# Muscheln



## mxsilver (13. Apr. 2006)

Habe hier im Forum schon einige Beiträge zu dem Thema __ Muscheln nachgelesen.
Würde mir auch gerne später welche Zulegen ( 3 bis 4 Stk ).
Die Muscheln sollen sich ja im Sandboden sehr wohl fühlen.
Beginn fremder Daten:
PR #1132, opened 2026-07-04
Fixed #1131 - Race condition between `SuspendNotifications()` and `.ResumeNotifications()`

### LINKED ISSUE #1131: [Bug]: Intermittent test failure for in `SuspendNotificationsFixture`
Specifically, the newly-added test `ConcurrentSuspendDuringResumeDoesNotCorrupt`.

Given that this test seeks to force two methods to run concurrently, I think the main problem is that it's being allowed to run in parallel. That is, when running the test by itself, it fails nearly every time, but when running as part of the full suite, it tends to often pass. Which makes sense, because if the `ThreadPool` is being saturated by all the other tests running in parallel, it drastically reduces the likelihood that the two parallel `Task`s that get scheduled don't actually get scheduled concurrently. The `Barrier` being used here only increases the likelihood that the meaningful units under test get scheduled concurrently, by making sure they wait for each other to be read, but it doesn't actually guarantee concurrent scheduling.

The biggest thing we can do is move this test into a separate fixture and disable parallelism. Which we should probably also do on a LOT of other concurrency tests.

Also, this does seem to be a legit defect in `ResumeNotifications()`. `SuspendNotification()`s `lock`s on all the state its modifying, but `ResumeNotifications()` doesn't.

JakenVeina:
Fixed that `ObservableCache.SuspendNotifications()` uses a `lock` to synchronize updates to internal state for tracking notification suspensions, but `.ResumeNotifications()` did not use any synchronization when updating that same state, allowing for corruption of state if the two methods happen to overlap, concurrently.

Also fixed that the test for this behavior was intermittent, specifically that it tended to falsely pass when running in parallel with many other tests. The test has now been moved to its own `IntegrationTests` fixture, to guarantee it is never parallelized with other tests.

Resolves #1131.

@dwcullop I suspect this may not be a proper fix, in the context of `DeliveryQueue<>`. I.E. this solution involves using a basic `lock()` when perhaps the proper solution should be using the locking mechanisms upon `DeliveryQueue<>`. But I don't have the familiarity with it. For now, I just duplicated the existing `lock(_locker)` upon `.SuspendNotifications()` over to `.ResumeNotifications()`. If you'd rather take a crack at this yourself instead, go for it.

The test changes we should definitely keep, though.


dwcullop:
The lock that you're using is the same lock the DQ uses.  However, doing the Resume while holding the lock will cause the changes to be emitted while holding the lock.  Let me see if I can suggest an alternative.

src/DynamicData.Tests/Cache/SuspendNotificationsFixture.IntegrationTests.cs
```diff
@@ -13,6 +13,124 @@ public static partial class SuspendNotificationsFixture
     public sealed class IntegrationTests
         : IntegrationTestFixtureBase
     {
+        [Fact]
```
JakenVeina, line 18: Any particular reason to move this?

src/DynamicData/Cache/ObservableCache.cs
```diff
@@ -358,11 +352,18 @@ private void ResumeNotifications()
...
+        // accumulated changes are delivered first. Re-check the suspend count
+        // under the lock: a concurrent SuspendNotifications() may have run in the
+        // window since the count was decremented, and its state must win. Emitting
+        // the signal only when still unsuspended keeps _notifySuspendCount and the
+        // suspended-notification subject from diverging.
         if (emitResume)
         {
             using var readLock = _notifications.AcquireReadLock();
-            _suspensionTracker.Value.EmitResumeNotification();
+            if (!_suspensionTracker.Value.AreNotificationsSuspended)
```
JakenVeina: So, we're basically saying "state corruption is cool, if we just guard against the impact"? I don't think this is sound the way it's currently implemented. In particular, `.SuspendNotifications()` does not acquire any locks from `_notifications`, so even with this lock here, it's possible that a concurrent `.SuspendNotifications()` can swap `_suspensionTracker.Value.AreNotificationsSuspended` from `false` to `true` in the time between this check, and the call to `.EmitResumeNotification()`.

src/DynamicData/Cache/ObservableCache.cs
```diff
@@ -482,10 +483,16 @@ public void EnqueueChanges(IEnumerable<Change<TObject, TKey>> changes)
...
         {
-            if (++_notifySuspendCount == 1)
+            ++_notifySuspendCount;
+
+            // Signal suspension based on the subject's own state rather than the count.
+            // ResumeNotifications() decrements the count and emits its resume signal in
+            // separate steps, so the count can briefly reach zero before the 'false' signal
+            // is emitted. Gating on the subject keeps the signal monotonic and avoids a
+            // redundant 'true' when a suspend interleaves in that window.
+            if (!_areNotificationsSuspended.IsDisposed && !_areNotificationsSuspended.Value)
```
JakenVeina: Would `Interlocked.Increment()` and `Interlocked.Decrement()` not make more sense for tracking `_notifySuspendCount`?

Otherwise, does `_notifySuspendCount` even have a purpose anymore?

src/DynamicData/Cache/ObservableCache.cs
```diff
@@ -352,11 +352,18 @@ private void ResumeNotifications()
...
+        // window since the count was decremented, and its state must win. Emitting
+        // the signal only when still unsuspended keeps _notifySuspendCount and the
+        // suspended-notification subject from diverging.
         if (emitResume)
         {
             using var readLock = _notifications.AcquireReadLock();
-            _suspensionTracker.Value.EmitResumeNotification();
+            if (!_suspensionTracker.Value.AreNotificationsSuspended)
+            {
+                _suspensionTracker.Value.EmitResumeNotification();
```
dwcullop: **Should fix: this can throw `ObjectDisposedException`, and the invariant is being enforced from outside the class that owns it.**

**The bug:** the re-check tests `AreNotificationsSuspended` but not `_areNotificationsSuspended.IsDisposed`. `SuspensionTracker.Dispose()` is called from `CacheUpdateObserver.OnCompleted` / `OnError`, which run **outside** `_locker` during delivery. So a terminal notification draining on another thread can dispose the subject in the window between this scope being entered and `EmitResumeNotification()` running, and `OnNext(false)` on a disposed `BehaviorSubject` throws. Note that `SuspensionTracker.ResumeNotifications()` already guards for exactly this with `!_areNotificationsSuspended.IsDisposed`; this new path does not.

**The design issue:** `ObservableCache` reaching into `_suspensionTracker.Value.AreNotificationsSuspended` to decide whether calling `EmitResumeNotification()` is legal is Tell-Don't-Ask. The suspend count, the subject, and the relationship between them are all `SuspensionTracker`'s private business, and the rule now lives in two places.

Both problems go away by folding the guard into the tracker, which also makes `EmitResumeNotification()` safe to call unconditionally:

```csharp
// SuspensionTracker
public void EmitResumeNotification()
{
    // A concurrent SuspendNotifications() may have run since the count was
    // decremented, and its state must win. Emitting only when still unsuspended
    // keeps _notifySuspendCount and the subject from diverging.
    if ((_notifySuspendCount == 0) && !_areNotificationsSuspended.IsDisposed)
    {
        _areNotificationsSuspended.OnNext(false);
    }
}
```

The caller then reverts to its shape on `main`:

```csharp
if (emitResume)
{
    using var readLock = _notifications.AcquireReadLock();
    _suspensionTracker.Value.EmitResumeNotification();
}
```

src/DynamicData/Cache/ObservableCache.cs
```diff
@@ -476,10 +483,16 @@ public void EnqueueChanges(IEnumerable<Change<TObject, TKey>> changes)
...
         {
-            if (++_notifySuspendCount == 1)
+            ++_notifySuspendCount;
+
+            // Signal suspension based on the subject's own state rather than the count.
+            // ResumeNotifications() decrements the count and emits its resume signal in
+            // separate steps, so the count can briefly reach zero before the 'false' signal
+            // is emitted. Gating on the subject keeps the signal monotonic and avoids a
+            // redundant 'true' when a suspend interleaves in that window.
+            if (!_areNotificationsSuspended.IsDisposed && !_areNotificationsSuspended.Value)
```
dwcullop: Minor, but worth doing while you are in here: `_areNotificationsSuspended.Value` and `.IsDisposed` are two separate reads with no atomicity between them, so this has the same TOCTOU as the resume path (a concurrent `Dispose()` from the off-lock delivery callback can slip between them and make `.Value` throw). `BehaviorSubject<T>.Value` also takes the subject's own internal lock on every call.

Since **every** mutation of this state already happens under `_locker`, a plain field is cheaper, race-free, and makes the intent explicit:

```csharp
private bool _isSuspendSignalled;

public void SuspendNotifications()
{
    ++_notifySuspendCount;

    // ResumeNotifications() decrements the count and emits its resume signal in
    // separate steps, so the count can briefly reach zero before the 'false' signal
    // is emitted. Gating on the signalled state keeps the signal monotonic and avoids
    // a redundant 'true' when a suspend interleaves in that window.
    if (!_isSuspendSignalled && !_areNotificationsSuspended.IsDisposed)
    {
        Debug.Assert(_pendingChanges.Count == 0, "Shouldn't be any pending values if suspend was just started");
        _isSuspendSignalled = true;
        _areNotificationsSuspended.OnNext(true);
    }
}
```

That reduces the subject to a pure output channel, which is all any consumer actually uses it for.

(FWIW I verified the `Debug.Assert` you kept is still sound under the new gate: `_pendingChanges` is only appended to from `EnqueueChanges` while the count is above zero, and the count above zero now implies the subject is already `true`, so the assert cannot be reached with a non-empty list.)

src/DynamicData.Tests/Cache/SuspendNotificationsFixture.IntegrationTests.cs
```diff
@@ -0,0 +1,182 @@
...
+            //
+            // Dedicated threads are used (rather than the thread pool) so the test is immune
+            // to pool starvation when run alongside other test collections.
+            using var cache = new SourceCache<int, int>(static x => x);
+            using var deliveryStarted = new ManualResetEventSlim(false);
+            using var releaseDelivery = new ManualResetEventSlim(false);
+            using var concurrentOpDone = new ManualResetEventSlim(false);
+
+            // An active subscriber (connected before suspension) that blocks on its first delivery.
+            var blockOnce = true;
```
dwcullop, line 35: These two integration tests share `blockOnce` across the resume thread and the delivering thread with no barrier or `volatile`. It works in practice because the surrounding `ManualResetEventSlim.Set()` / `.Wait()` pair provides the necessary fences, but that is incidental rather than stated. A `volatile bool`, or `Interlocked.Exchange(ref _blockOnce, 0) == 1`, would make the intent explicit and survive future edits that move the event signalling around.

Same applies to the copy on line 93.

src/DynamicData.Tests/Cache/SuspendNotificationsFixture.UnitTests.cs
```diff
@@ -0,0 +1,464 @@
...
+using System.Linq;
+using System.Reactive.Linq;
+using System.Threading.Tasks;
+
+using FluentAssertions;
+using Xunit;
+
+using DynamicData.Kernel;
+
+namespace DynamicData.Tests.Cache
```
dwcullop: Two style deviations in this file:

1. **Block-scoped namespace.** Every other file in the repo uses file-scoped, including `SuspendNotificationsFixture.IntegrationTests.cs` added in this same PR and the `SuspendNotificationsFixture.cs` this was split out of. Beyond consistency, the block scoping re-indents all 464 lines, so `git diff` cannot detect this as a move and the change is effectively unreviewable. Switching to `namespace DynamicData.Tests.Cache;` and dropping one indent level should make the diff collapse to near zero.
2. **Missing UTF-8 BOM.** The repo convention is UTF-8 with BOM; this file is written without one.

Also, `public sealed partial class UnitTests` on line 16 is marked `partial` with no second part.

dwcullop (commented):
## Review summary

**Verdict: approve with minor changes.** The invariant restored here is correct, and the test isolation does what it claims.

Note for context: findings 1 through 3 below are against head commit `6911074d`, not @JakenVeina's original commit. The approach in the head commit is a better fix than the plain `lock()` duplication originally proposed.

### Validation performed

- Full `net9.0` suite on the PR branch: **2439 passed, 0 failed, 38s**.
- `SuspendNotificationsFixture` in isolation: **24 passed in 170ms**, and still 170ms when run concurrently with a second full test suite saturating every core. The move to the non-parallel `IntegrationTests` collection achieves its goal.
- Merges cleanly with #1133 (no textual conflicts) and is semantically compatible with it.

### Correctness analysis

I traced the invariant `_notifySuspendCount > 0` <=> `_areNotificationsSuspended.Value == true` through every interleaving. It holds:

- `false` can never be emitted while the count is above zero, because the re-check and the `OnNext` are both inside the same `_locker` acquisition and no other thread can mutate the count without that lock.
- `false` can never be lost, because whichever resumer observes a zero count last will emit it.
- `true` can never be emitted twice, because the gate reads the subject's own value under `_locker`.
- A duplicate `false` **is** possible when two resumers race in the window after the enqueue scope is released. It is harmless behind `Where(b => !b).Take(1)`, but worth knowing.

---

### 4. Please call out the behavioral change

`ResumeSignalUnderLockPreventsStaleSnapshotFromReSuspend` was removed, and it asserted the **opposite** of the new behavior: that a deferred `Connect()` activates on a resume signal that is immediately followed by a re-suspend, snapshotting only batch 1. Under this PR the subscriber correctly stays deferred and receives batch 1 and batch 2 as a single changeset on the real resume.

I think the new behavior is more correct: a `Connect()` issued during a suspension should deliver nothing until the suspension truly ends. But per the repo's SemVer guidance, behavioral changes are breaking even when the signature is unchanged, so this belongs in the PR description and release notes rather than only in a deleted test.

### 5. Style nits

- `SuspendNotificationsFixture.UnitTests.cs` has **no UTF-8 BOM** and uses a **block-scoped namespace**. Every other file in the repo uses file-scoped, including the sibling `SuspendNotificationsFixture.IntegrationTests.cs` added in this same PR, and the `SuspendNotificationsFixture.cs` it was split out of. The block scoping also re-indents all 464 lines, which hides the fact that this is a pure move and makes the diff unreviewable.
- `SuspendNotificationsFixture.IntegrationTests.cs` also lacks the BOM (compare `FilterFixture.DynamicPredicate.IntegrationTests.cs`, which has one).
- `public sealed partial class UnitTests` is declared `partial` with no second part.
- `SuspensionsAreThreadSafe` stays in the parallelized `UnitTests`. It is benign (no interleaving requirement, so it cannot go intermittent the way the moved test did), but the PR's stated rationale about other concurrency tests would apply.

dwcullop:
You're right, they shouldn't diverge. I went back and looked at this again and I think I was patching the symptom rather than the cause.

The actual problem is that `ResumeNotifications()` takes the lock twice. The `using` block grabs it to decrement the count and queue up the pending changes, releases it, and then the resume signal grabs it *again* in a second acquisition. Everything is under a lock, so nothing looks wrong at a glance, but the gap between those two acquisitions is the race window. A suspend that lands in there sees a zero count and skips emitting `true`, and then the resume comes along and emits its `false` on top of it. My re-check just made the second acquisition notice it had been beaten, which is exactly the "state corruption is cool if we guard against it" thing you called out.

So rather than re-checking, don't have a second acquisition:

```diff
     private void ResumeNotifications()
     {
-        bool emitResume;
+        using var notifications = _notifications.AcquireLock();

-        using (var notifications = _notifications.AcquireLock())
-        {
-            Debug.Assert(_suspensionTracker.IsValueCreated, "Should not be Resuming Notifications without Suspend Notifications instance");
+        Debug.Assert(_suspensionTracker.IsValueCreated, "Should not be Resuming Notifications without Suspend Notifications instance");

-            (var changes, emitResume) = _suspensionTracker.Value.ResumeNotifications();
-            if (changes is not null)
-            {
-                notifications.EnqueueNext(new CacheUpdate(changes, _readerWriter.Count, ++_currentVersion));
-            }
+        var (changes, emitResume) = _suspensionTracker.Value.ResumeNotifications();
+        if (changes is not null)
+        {
+            notifications.EnqueueNext(new CacheUpdate(changes, _readerWriter.Count, ++_currentVersion));
         }

-        // Emit the resume signal after releasing the delivery scope so that
-        // accumulated changes are delivered first. Re-check the suspend count
-        // under the lock: a concurrent SuspendNotifications() may have run in the
-        // window since the count was decremented, and its state must win. Emitting
-        // the signal only when still unsuspended keeps _notifySuspendCount and the
-        // suspended-notification subject from diverging.
+        // Emit the resume signal in the same lock acquisition that cleared the suspend
+        // count, so the count and the signal can never disagree: there is no window for a
+        // concurrent SuspendNotifications() to observe one without the other. The accumulated
+        // changes are still delivered off the lock, when this scope exits. A deferred
+        // subscriber that activates on this signal snapshots the current state and skips the
+        // still-pending delivery via the version guard in CreateConnectObservable.
         if (emitResume)
         {
-            using var readLock = _notifications.AcquireReadLock();
-            if (!_suspensionTracker.Value.AreNotificationsSuspended)
-            {
-                _suspensionTracker.Value.EmitResumeNotification();
-            }
+            _suspensionTracker.Value.EmitResumeNotification();
         }
     }
```

The thing that makes this work, and the reason I originally thought we couldn't do it, is that `ScopedAccess.Dispose()` calls `ExitLockAndDeliver()`, which releases the lock *and then* drains the queue. So the enqueue and the signal both happen in one critical section, and the accumulated changes still go out with nothing held. `ResumeDeliversPendingChangesWithoutHoldingTheLock` still passes, so we're not trading the race for the deadlock risk that your original `lock(cache._locker)` version would have introduced.

One consequence worth noting: the signal now fires *before* the pending changes are delivered instead of after. That turns out to be fine, because a deferred subscriber that activates on the signal takes its snapshot from `GetInitialUpdates()` and then skips the queued delivery it already has via the `HasPending` / `_currentDeliveryVersion` guard in `CreateConnectObservable`. That guard is there for precisely this case.

Nice side effect: with the window actually closed instead of papered over, `ResumeSignalUnderLockPreventsStaleSnapshotFromReSuspend` can come back. I dropped it back into the integration fixture and it passes right alongside your `StaleResumeSignalIsSuppressedByConcurrentReSuspend`. I'd much rather have both than delete one that was asserting real behavior. 2443 passing locally on net9.0, and I ran the suspend fixture 8 times back to back to make sure the integration tests weren't flaky, all green at 5s.

Two small things folded into the diff above:

- `EmitResumeNotification()` needs an `IsDisposed` check. `SuspensionTracker.Dispose()` runs out of the `CacheUpdateObserver` completion/error callbacks, and those execute off the lock during delivery, so the subject can get torn down underneath a resume on another thread. `ResumeNotifications()` already guards for this, that path didn't.
- Went back to `++_notifySuspendCount == 1` for the suspend gate. Once the count and the signal can't disagree, reading the subject's `.Value` isn't buying anything (and it takes the subject's own internal lock on every call), plus it lets the `SuspendSubject should be false for the first suspend call` assert come back.

On `Interlocked` for the counter, I don't think it helps here. Every mutation of it already happens inside `_locker`, so the increment itself was never the problem. The problem was the count and the subject getting updated in two different critical sections, and making the counter atomic on its own wouldn't have closed that.

Let me know what you think.

JakenVeina:
> `false` can never be emitted while the count is above zero, because the re-check and the `OnNext` are both inside the same `_locker` acquisition and no other thread can mutate the count without that lock.

That's just blatantly untrue. `++_notifySuspendCount` on line 486 and `--_notifySuspendCount` on line 508 happen underneath two separate and unsynchronized locks. The increment is inside `lock(_locker)` from line 166, and the decrement is inside `_notifications.AcquireLock()` from line 343. This was basically my point in my [prior comment](https://github.com/reactivemarbles/DynamicData/pull/1132#discussion_r3563588650).

> SuspendNotificationsFixture.UnitTests.cs ... uses a block-scoped namespace. Every other file in the repo uses file-scoped, including the sibling SuspendNotificationsFixture.IntegrationTests.cs added in this same PR, and the SuspendNotificationsFixture.cs it was split out of.

Fixed.

> SuspensionsAreThreadSafe stays in the parallelized UnitTests. It is benign (no interleaving requirement, so it cannot go intermittent the way the moved test did), but the PR's stated rationale about other concurrency tests would apply.

Fixed.

And your new comment just popped up, while I was working this, so I'll just leave it at these two fixes.

dwcullop:
Pushed this as `bf07da5`, since you said go ahead.

Kept it to the two files: the `ResumeNotifications()` / `SuspendNotifications()` / `EmitResumeNotification()` change described above, plus dropping `ResumeSignalUnderLockPreventsStaleSnapshotFromReSuspend` back into the integration fixture. I left the rest of your nits alone since you'd already handled the styling and moved `SuspensionsAreThreadSafe` over.

2444 passing on net9.0, and I ran the suspend fixture 5 more times against the real branch to be sure the integration tests are solid: 26 tests, 5s, green every time.

dwcullop:
They're the same lock, though. Both `ObservableCache` constructors hand `_locker` to the `DeliveryQueue` as its gate:

```csharp
_notifications = new DeliveryQueue<CacheUpdate>(_locker, new CacheUpdateObserver(this));
```

So `lock (_locker)` on 166 and `_notifications.AcquireLock()` on 343 are taking the same object. That's what I was getting at in my first comment on this PR about the DQ using the same lock, which I should have been clearer about at the time.

Doesn't really change anything about the fix, though, and your instinct about it was right regardless. Two acquisitions of the same lock still leave a gap between them, and that gap is where this bit us: resume drops the count to zero and exits the scope, a suspend grabs the lock and bumps it back to one and emits a second `true`, then resume re-enters and puts `false` on top of it. Same lock, still a window.

JakenVeina:
> The thing that makes this work, and the reason I originally thought we couldn't do it, is that ScopedAccess.Dispose() calls ExitLockAndDeliver(), which releases the lock and then drains the queue. So the enqueue and the signal both happen in one critical section, and the accumulated changes still go out with nothing held. 

I find this pretty misleading then, so I'd definitely like to improve that aspect of the `DeliveryQueue` at some point. Even if it's just as simple as putting "ReleaseLockAnd" in the name of that resume method. But I can live with it, for now.

> Let me know what you think.

I think the entire concept of buffering/batching/queueing notifications within `SourceCache<>` needs a re-design. We have 2 competing systems trying to do the same thing, and stepping on each others' toes: the `SuspendNotifications()` system and the `.Edit()` system. But that's definitely out-of-scope. This implementation, while not ideal, looks sound.

> They're the same lock, though. Both `ObservableCache` constructors hand `_locker` to the `DeliveryQueue` as its gate:

I actually had the thought to wonder if that was the case, and looked for it. Somehow, I missed it, anyway.

> On `Interlocked` for the counter, I don't think it helps here. Every mutation of it already happens inside _locker, so the increment itself was never the problem.

I meant, like, in terms of the possibility that we could implement the entire suspension system without any locking at all (except for the actual delivery). If the whole system hinges on that one counter, it should be possible, in theory.

dwcullop:
Won't let me approve because I pushed a commit, but I'd approve if I could.

JakenVeina:
> Won't let me approve because I pushed a commit, but I'd approve if I could.

Oh. Fun. A deadlock.

Well, I was able to adjust the branch protection rules to allow Maintainers to bypass them, for now. It requires an explicit additional confirmation to do so, so I'm good with leaving it that way, as long as you and @RolandPheasant are as well.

Nur welcher Sand ist gemeint?? Der ganz normale Feinkörnige, den ich im Baumarkt als Spielsand kaufen kann, oder gibt es eine andere zu empfehlene Sorte???


Gruß

Sebastian


----------



## jochen (13. Apr. 2006)

*AW:  Muscheln*

Hi Sebastian...

Körnung ungefähr 2mm, gewaschener Sand ist gut für Pflanzen und Muscheln.
Ganz normaler Flußsand (Rhein, Main, Moselsand).
Ich weiß nicht ob es auch Elbsand gibt....


----------



## Dodi (13. Apr. 2006)

*AW:  Muscheln*

Hi Jochen!

Natürlich gibbes auch Elbsand, wir haben sogar einen kleinen natürlichen Strand an der Elbe ... und im Sommer wird sogar noch für die Beach-Bars noch mächtig Sand aufgefahren.


----------



## Frei (14. Apr. 2006)

*AW:  Muscheln*

Hi mxsilver,
wegen der Erwähnug des Spielsandes, nehme mal ein Becher voll von dem Sand und kipp diesen in einen Eimer mit Wasser und kaum eine Woche später wird das Wasser wieder klar ;-) .
Also Spielsand ist so fein, dass er dir bei der geringsten Strömung immer wieder aufgewirbelt wird, den kannst du dann in den nächsten Tagen und Wochen aus deinem Filter holen.

Gruß


Frei


----------



## Kalle (2. Mai 2006)

*AW:  Muscheln*

Hallo,

frage hier mal gleich weiter. Habe auch im Netz rum gelesen.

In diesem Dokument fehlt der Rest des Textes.